• **What you have to do**:
Output only the lines below that start at the line containing "pointer to the element." and end at the line containing "to allow converting", with both ends kept.

Start of Given data

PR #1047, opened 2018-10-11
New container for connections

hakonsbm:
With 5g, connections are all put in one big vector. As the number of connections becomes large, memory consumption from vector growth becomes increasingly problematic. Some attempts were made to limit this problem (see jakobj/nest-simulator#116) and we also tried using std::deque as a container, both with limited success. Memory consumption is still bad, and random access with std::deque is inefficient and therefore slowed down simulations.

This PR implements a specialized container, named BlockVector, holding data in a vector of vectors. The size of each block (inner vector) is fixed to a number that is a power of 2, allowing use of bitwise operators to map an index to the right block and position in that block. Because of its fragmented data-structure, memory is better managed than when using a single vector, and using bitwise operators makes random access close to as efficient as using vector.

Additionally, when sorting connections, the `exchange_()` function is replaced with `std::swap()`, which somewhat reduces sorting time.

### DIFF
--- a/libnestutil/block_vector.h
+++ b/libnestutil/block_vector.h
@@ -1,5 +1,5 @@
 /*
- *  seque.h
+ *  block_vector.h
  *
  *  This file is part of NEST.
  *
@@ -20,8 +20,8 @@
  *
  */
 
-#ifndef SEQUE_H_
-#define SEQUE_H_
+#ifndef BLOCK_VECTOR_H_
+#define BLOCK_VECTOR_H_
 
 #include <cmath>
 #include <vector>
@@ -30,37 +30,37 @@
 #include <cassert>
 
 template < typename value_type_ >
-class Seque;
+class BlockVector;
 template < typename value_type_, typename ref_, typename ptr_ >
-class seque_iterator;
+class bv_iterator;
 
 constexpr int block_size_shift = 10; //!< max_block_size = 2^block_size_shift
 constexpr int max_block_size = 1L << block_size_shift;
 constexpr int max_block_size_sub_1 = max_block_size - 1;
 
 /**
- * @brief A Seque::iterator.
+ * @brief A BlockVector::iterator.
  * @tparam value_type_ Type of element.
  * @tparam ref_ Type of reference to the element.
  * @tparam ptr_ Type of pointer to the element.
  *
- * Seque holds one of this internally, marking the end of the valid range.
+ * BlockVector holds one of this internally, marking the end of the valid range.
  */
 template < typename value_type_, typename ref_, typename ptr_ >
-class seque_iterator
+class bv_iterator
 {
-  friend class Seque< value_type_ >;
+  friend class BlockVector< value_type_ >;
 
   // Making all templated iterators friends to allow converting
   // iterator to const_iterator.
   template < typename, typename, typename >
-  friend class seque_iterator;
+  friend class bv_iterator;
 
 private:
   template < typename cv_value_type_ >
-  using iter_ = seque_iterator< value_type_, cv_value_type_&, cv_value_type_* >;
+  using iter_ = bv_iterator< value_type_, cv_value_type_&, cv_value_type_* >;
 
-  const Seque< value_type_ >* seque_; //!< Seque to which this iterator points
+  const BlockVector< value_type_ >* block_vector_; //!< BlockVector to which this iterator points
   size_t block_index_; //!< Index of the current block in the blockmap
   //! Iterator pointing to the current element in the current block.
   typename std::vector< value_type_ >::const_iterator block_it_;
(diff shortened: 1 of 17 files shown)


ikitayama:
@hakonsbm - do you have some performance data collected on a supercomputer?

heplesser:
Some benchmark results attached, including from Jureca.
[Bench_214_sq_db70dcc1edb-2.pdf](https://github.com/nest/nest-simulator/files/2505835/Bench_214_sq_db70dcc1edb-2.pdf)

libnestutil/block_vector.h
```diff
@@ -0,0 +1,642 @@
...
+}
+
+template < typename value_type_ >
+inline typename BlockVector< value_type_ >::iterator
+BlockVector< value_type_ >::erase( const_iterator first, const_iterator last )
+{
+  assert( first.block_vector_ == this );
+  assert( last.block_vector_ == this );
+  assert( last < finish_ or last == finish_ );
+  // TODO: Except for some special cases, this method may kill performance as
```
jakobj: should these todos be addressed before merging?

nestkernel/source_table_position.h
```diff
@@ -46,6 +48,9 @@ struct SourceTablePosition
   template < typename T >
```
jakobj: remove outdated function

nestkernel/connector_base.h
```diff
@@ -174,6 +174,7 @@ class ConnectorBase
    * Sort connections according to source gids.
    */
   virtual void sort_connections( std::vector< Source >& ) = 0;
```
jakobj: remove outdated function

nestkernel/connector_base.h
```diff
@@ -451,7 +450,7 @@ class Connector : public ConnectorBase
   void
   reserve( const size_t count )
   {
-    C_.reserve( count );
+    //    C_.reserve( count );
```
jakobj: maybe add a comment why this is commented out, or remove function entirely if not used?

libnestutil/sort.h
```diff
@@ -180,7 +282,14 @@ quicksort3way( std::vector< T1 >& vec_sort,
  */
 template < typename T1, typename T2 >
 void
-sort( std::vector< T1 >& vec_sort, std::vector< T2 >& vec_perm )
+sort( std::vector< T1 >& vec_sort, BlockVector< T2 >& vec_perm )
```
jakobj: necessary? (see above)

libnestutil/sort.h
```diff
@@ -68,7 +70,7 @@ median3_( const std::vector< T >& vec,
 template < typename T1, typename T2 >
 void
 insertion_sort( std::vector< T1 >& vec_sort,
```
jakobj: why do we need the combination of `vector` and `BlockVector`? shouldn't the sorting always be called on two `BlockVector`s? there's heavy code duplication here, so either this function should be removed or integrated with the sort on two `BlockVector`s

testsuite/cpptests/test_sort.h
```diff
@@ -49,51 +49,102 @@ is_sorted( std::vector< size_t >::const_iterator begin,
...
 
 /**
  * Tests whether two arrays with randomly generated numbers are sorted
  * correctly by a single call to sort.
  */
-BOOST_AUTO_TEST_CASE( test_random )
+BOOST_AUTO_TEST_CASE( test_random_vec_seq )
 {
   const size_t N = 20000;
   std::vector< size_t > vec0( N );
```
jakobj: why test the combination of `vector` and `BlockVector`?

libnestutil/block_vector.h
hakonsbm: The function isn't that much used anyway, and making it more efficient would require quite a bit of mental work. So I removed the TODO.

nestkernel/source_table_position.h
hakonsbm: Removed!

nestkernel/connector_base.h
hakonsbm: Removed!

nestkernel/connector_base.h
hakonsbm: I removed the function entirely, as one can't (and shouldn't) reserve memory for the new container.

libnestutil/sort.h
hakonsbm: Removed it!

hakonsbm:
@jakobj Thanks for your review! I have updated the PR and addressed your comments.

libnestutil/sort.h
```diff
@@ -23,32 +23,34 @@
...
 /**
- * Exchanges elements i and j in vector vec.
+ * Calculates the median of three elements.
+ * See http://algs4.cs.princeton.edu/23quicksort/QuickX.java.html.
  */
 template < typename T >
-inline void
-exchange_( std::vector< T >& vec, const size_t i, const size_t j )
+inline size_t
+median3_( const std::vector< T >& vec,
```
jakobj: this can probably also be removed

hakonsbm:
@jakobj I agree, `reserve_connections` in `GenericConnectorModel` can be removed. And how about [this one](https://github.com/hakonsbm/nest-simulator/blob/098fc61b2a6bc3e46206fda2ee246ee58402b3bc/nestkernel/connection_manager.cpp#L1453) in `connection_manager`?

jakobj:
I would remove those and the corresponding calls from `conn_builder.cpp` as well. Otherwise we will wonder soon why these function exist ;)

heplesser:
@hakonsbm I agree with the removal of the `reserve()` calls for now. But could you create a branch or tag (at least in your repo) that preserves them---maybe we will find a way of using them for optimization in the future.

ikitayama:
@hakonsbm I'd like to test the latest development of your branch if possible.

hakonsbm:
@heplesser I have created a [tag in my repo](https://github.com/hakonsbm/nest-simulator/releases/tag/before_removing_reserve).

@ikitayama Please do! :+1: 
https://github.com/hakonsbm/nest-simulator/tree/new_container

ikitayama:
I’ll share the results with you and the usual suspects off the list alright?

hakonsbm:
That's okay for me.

End of Given data
Start of Given data

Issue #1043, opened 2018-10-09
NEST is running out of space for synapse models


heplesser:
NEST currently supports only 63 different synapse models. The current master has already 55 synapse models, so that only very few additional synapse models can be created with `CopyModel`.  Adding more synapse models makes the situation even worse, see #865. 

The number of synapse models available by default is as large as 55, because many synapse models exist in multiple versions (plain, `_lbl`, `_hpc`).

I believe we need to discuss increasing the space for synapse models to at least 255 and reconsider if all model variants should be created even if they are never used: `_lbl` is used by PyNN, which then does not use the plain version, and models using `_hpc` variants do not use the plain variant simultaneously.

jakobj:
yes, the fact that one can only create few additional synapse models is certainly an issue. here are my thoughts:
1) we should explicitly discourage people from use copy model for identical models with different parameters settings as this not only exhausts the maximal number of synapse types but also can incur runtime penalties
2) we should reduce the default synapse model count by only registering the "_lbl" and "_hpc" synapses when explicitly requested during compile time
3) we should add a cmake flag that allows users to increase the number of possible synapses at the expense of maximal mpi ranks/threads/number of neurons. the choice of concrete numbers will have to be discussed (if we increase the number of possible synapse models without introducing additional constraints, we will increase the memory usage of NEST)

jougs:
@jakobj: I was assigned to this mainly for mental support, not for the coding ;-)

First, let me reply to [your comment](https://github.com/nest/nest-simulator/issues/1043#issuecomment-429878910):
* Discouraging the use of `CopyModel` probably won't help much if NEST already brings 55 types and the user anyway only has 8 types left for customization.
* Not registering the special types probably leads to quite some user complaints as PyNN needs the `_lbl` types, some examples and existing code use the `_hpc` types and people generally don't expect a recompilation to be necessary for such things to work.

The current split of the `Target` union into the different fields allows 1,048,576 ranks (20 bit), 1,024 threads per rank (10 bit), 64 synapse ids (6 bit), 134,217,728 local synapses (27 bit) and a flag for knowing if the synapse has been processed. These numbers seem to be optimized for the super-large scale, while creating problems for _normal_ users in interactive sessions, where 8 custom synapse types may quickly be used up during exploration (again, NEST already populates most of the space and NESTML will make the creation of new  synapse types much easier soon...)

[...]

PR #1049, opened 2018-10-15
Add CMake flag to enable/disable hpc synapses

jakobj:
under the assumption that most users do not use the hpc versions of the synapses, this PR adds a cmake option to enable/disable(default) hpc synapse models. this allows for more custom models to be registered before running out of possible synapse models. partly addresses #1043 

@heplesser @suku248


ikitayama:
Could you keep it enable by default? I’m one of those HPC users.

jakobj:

End of Given data
Start of Given data

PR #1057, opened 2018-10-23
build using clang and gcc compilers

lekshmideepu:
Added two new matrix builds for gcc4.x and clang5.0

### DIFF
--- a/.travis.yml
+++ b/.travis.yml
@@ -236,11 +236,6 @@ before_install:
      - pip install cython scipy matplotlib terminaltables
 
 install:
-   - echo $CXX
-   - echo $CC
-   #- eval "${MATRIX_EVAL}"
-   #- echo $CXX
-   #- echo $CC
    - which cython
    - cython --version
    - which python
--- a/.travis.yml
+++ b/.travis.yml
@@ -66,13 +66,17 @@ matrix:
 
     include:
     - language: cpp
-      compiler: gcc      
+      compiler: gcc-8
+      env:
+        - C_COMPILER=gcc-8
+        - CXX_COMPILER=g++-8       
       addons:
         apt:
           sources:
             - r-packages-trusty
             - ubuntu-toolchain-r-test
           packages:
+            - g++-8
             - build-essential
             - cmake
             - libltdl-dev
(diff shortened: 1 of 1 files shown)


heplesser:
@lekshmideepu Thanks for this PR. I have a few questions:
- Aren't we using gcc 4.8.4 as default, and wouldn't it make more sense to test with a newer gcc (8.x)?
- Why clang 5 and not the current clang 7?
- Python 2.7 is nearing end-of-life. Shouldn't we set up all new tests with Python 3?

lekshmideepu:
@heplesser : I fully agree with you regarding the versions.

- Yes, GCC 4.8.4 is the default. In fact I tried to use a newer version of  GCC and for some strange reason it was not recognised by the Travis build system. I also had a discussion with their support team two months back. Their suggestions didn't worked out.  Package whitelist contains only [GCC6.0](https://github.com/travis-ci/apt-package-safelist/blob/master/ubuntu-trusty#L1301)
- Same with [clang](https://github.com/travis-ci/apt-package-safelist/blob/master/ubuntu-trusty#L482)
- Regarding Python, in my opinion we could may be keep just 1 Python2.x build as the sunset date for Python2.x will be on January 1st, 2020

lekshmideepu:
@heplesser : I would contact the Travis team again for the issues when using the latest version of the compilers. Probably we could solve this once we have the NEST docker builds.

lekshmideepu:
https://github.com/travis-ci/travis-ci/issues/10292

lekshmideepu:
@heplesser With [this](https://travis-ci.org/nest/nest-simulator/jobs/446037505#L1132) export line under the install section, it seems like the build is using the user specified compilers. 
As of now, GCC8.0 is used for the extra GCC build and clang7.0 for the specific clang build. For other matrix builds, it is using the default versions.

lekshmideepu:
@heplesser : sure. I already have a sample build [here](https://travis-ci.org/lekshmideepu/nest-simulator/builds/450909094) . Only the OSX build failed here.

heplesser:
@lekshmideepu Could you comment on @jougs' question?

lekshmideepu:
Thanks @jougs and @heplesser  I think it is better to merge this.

End of Given data

• **Written answer**:
  * @tparam ptr_ Type of pointer to the element.
  *
- * Seque holds one of this internally, marking the end of the valid range.
+ * BlockVector holds one of this internally, marking the end of the valid range.
  */
 template < typename value_type_, typename ref_, typename ptr_ >
-class seque_iterator
+class bv_iterator
 {
-  friend class Seque< value_type_ >;
+  friend class BlockVector< value_type_ >;
 
   // Making all templated iterators friends to allow converting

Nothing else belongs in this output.